Some groups have found being productive particularly challenging during the pandemic. Half of parents working from home with children under 18, and nearly 40 percent of all remote workers ages 18 to 49, said it had been difficult for them to be able to get their work done without interruptions, according to the Pew Research Center. Parents were also more likely than those without children to say they had difficulty meeting deadlines and completing projects on time while working at home.

It is possible that people who are working from home — a relatively small percentage of workers compared to those who cannot do their jobs remotely — also have a false sense of how much they are working. In effect, people who are working at home may be using the wrong denominator when calculating the portion of their time they spend doing work, Mr. Syverson, the University of Chicago economist, said. That could make them feel as if they are working less when they are really working the same amount. (This may not be the case for those working remotely in jobs where their output can be more quantified easily, such as sales representatives.)

“I think there is something to the fact that a lot of workers who work at home are never sort of on the clock versus off the clock,” he said. “Rather than dividing a day’s work by eight hours in the office, they divide the day’s work by the 16 hours they are awake.”

As employers continue trying to figure out how to engage their employees and entice them back to empty offices, how to get the most from their work force has become a management puzzle with wide-ranging economic implications. Already, some have announced plans to give employees more flexibility — a nod to the idea that total output and how people feel are intertwined. Twitter said that employees who are able to do their jobs remotely could work from home forever.
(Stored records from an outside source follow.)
Issue #3503, opened 2025-04-03
more: Missing secure mode support


cgoesche:
Currently, there is no support for a "secure" mode in **more** that will effectively disable the _!_ and _v_ command keys. This becomes a proven problem when arbitrary tools use **more** as a pager and are ran with EUID 0 by unprivileged users who can then run arbitrary shell commands with the _!_ command. 

The same problem has been identified in **less** and the response from its maintainers was to add the **LESSSECURE** environment variable which essentially disables features that exec shell commands, open editors or arbitrary files. 
Similar discussions have also been held in the systemd community and the resulting changes were to only use **less**  in cases where the EUID does not equal the login session owner since it is the only known pager to implement a secure mode.

However, this does not apply to the vast majority of other tools that do not intelligently block insecure pagers under the above mentioned circumstances. One example is nmcli (network-manager) , it falls back to **more** when **less** is not installed.

Given that util-linux, and therefore **more**, is available on nearly every GNU/Linux system and **more** is used by numerous applications I believe removing an easy way for bad actors to execute arbitrary commands that can potentially lead to privilege escalations is wise, reasonable and needed.

Extract from `man systemd`:

SYSTEMD_PAGERSECURE
           Takes a boolean argument. When true, the "secure" mode of the pager
           is enabled; if false, disabled. If $SYSTEMD_PAGERSECURE is not set
           at all, secure mode is enabled if the effective UID is not the same
           as the owner of the login session, see geteuid(2) and
           sd_pid_get_owner_uid(3). In secure mode, LESSSECURE=1 will be set
           when invoking the pager, and the pager shall disable commands that
           open or create new files or start new subprocesses. When
           $SYSTEMD_PAGERSECURE is not set at all, pagers which are not known
           to implement secure mode will not be used. (Currently only less(1)
           implements secure mode.)

Discussion in the systemd repo:
https://github.com/systemd/systemd/issues/5666

Other references:
https://github.com/advisories/GHSA-8989-8fhv-vq42

karelzak:
It would be nice to enhance the systemd to use MORE_SECURE= too :-)

karelzak:
The ideal would also be introducing PAGERSECURE= to have one variable for all pagers.

cgoesche:
> It would be nice to enhance the systemd to use MORE_SECURE= too :-)

Once the addition has been made I would not mind opening a PR for systemd to add MORESECURE and/or PAGERSECURE.

cgoesche:
[...]

PR #3504, opened 2025-04-03
more: Add MORE_SECURE environmental variable #3503

cgoesche:
Add MORE_SECURE env to run 'more' in secure mode, which will effectively disable the _!_ and _v_ commands. This helps to prevent unprivileged users from running arbitrary shell commands or file manipulations.

Addresses: #3503


karelzak:
Why not MORESECURE= (without `_`) if there is LESSSECURE= ?

cgoesche:
> Why not MORESECURE= (without `_`) if there is LESSSECURE= ?

I saw POSIXLY_CORRECT with the '_'  and implied a naming convention but MORESECURE makes sense in regards to LESSSECURE. Changing now.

Brigid Schulte, the director of the Better Life Lab at New America and the author of “Overwhelmed: Work, Love and Play When No One Has the Time,” said American culture has long believed that working longer means working harder and being more productive, despite the flaws in that way of thinking. She noted the idea that there is a “productivity cliff” — workers are only productive for a certain number of hours, after which their productivity declines and they may begin making mistakes.
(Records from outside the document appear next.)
PR #3514, opened 2025-04-07
treewide: fix optional arguments usage

karelzak:
In some parts of the code, the optional argument handling is missing for cases where the argument starts with '='. This is particularly important for short options with optional arguments, as suggested by our man pages. The libc getopt_long() handles this for long options, but for short options, it's our responsibility.

Note that some argument parsing functions (mostly colormode_or_err()) already implement this, as they are usually used with optional arguments.


karelzak:
Thanks for your report and patch!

“We’ve long had this really erroneous connection between long work must mean hard work and productivity, and it never has,” she said.
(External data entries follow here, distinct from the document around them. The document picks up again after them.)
PR #3518, opened 2025-04-08
swapoff: fix memory_leak in do_swapoff

linx-zt20xx:
A memory leak exists in the do_swapoff function. 
The mnt_resolve_spec function allocates memory for special (a pointer), but this memory is never freed afterward.
```
		special = mnt_resolve_spec(orig_special, mntcache);
```

### DIFF
--- a/sys-utils/swapoff.c
+++ b/sys-utils/swapoff.c
@@ -110,7 +110,8 @@ static int do_swapoff(const char *orig_special, int quiet, int canonic)
 
 	if (!canonic) {
 		char *n, *v;
-
+		/* The mntcache is always used; see the main().
+		 * There is no need to free the memory allocated by mnt_resolve_spec.*/
 		special = mnt_resolve_spec(orig_special, mntcache);
 		if (!special && blkid_parse_tag_string(orig_special, &n, &v) == 0) {
 			special = swapoff_resolve_tag(n, v, mntcache);


linx-zt20xx:
```
sys-utils/swapoff.c:143:8: warning: passing argument 1 of ‘free’ discards ‘const’ qualifier from pointer target type [-Wdiscarded-qualifiers]
   free(special);
        ^~~~~~~
```
The type mismatch caused the CI to fail. Should we use a type cast, or make some other modifications?
```
        if (special!=orig_special)
-               free(special);
+               free((char *)special);
```

masatake:
As far as reading the comment: https://github.com/util-linux/util-linux/blob/8aae9e2d2d4bb6392a62857881a82d59380c59cf/libmount/src/cache.c#L728 , we have to check `mntcache`, the pointer passed to `mnt_resolve_spec` as the second argument, is `NULL` before calling `free`.

karelzak:
Did a static analyzer detect it? ;-) They often struggle to understand behind-the-scenes memory management.

The `mntcache` is always used; see the main(). The best thing is to add comments (to explain it) to the lines where readers assume the free() call.

linx-zt20xx:
> Did a static analyzer detect it? ;-) They often struggle to understand behind-the-scenes memory management.
> 
> The `mntcache` is always used; see the main(). The best thing is to add comments (to explain it) to the lines where readers assume the free() call.

Yes, the static code analysis gave too many false suggestions. After re-examining them, I noticed one potential valid issue: In the function swapoff_resolve_tag, when returning a path not in the cache, it uses xstrdup. However, do_swapoff does not free the memory allocated by this. (Should we actually handle this? I'm just mentioning it for the record.)

``` c
static char *swapoff_resolve_tag(const char *name, const char *value,
				 struct libmnt_cache *cache)
{
	char *path;
    // ... 
	path = mnt_resolve_tag(name, value, cache);
	if (path)
		return path;
    // ... 
	while (tb && mnt_table_next_fs(tb, itr, &fs) == 0) {
    // ... 
		if (data && strcmp(data, value) == 0)
			path = xstrdup(src);
		blkid_free_probe(pr);
		if (path)
			break;
	}

	mnt_free_iter(itr);
	return path;
}
```

karelzak:
>  After re-examining them, I noticed one potential valid issue: In the function swapoff_resolve_tag, when returning a path not in the cache, it uses xstrdup. However, do_swapoff does not free the memory allocated by this. (Should we actually handle this? I'm just mentioning it for the record.)

I'll fix it. The code should be more readable, too.

karelzak:
I have added your patch to https://github.com/util-linux/util-linux/pull/3521. It addresses the leak, too.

Productivity may also no longer be the be-all end-all it once was.

The pandemic has prompted a collective awakening, borne from a constant and immediate fear of contagion and death, over cultural priorities. For many people, especially the percentage of workers who remained employed and are able to work remotely, personal productivity — at least in the sense that it means producing the most at work, in the most number of hours — is no longer necessarily even the goal.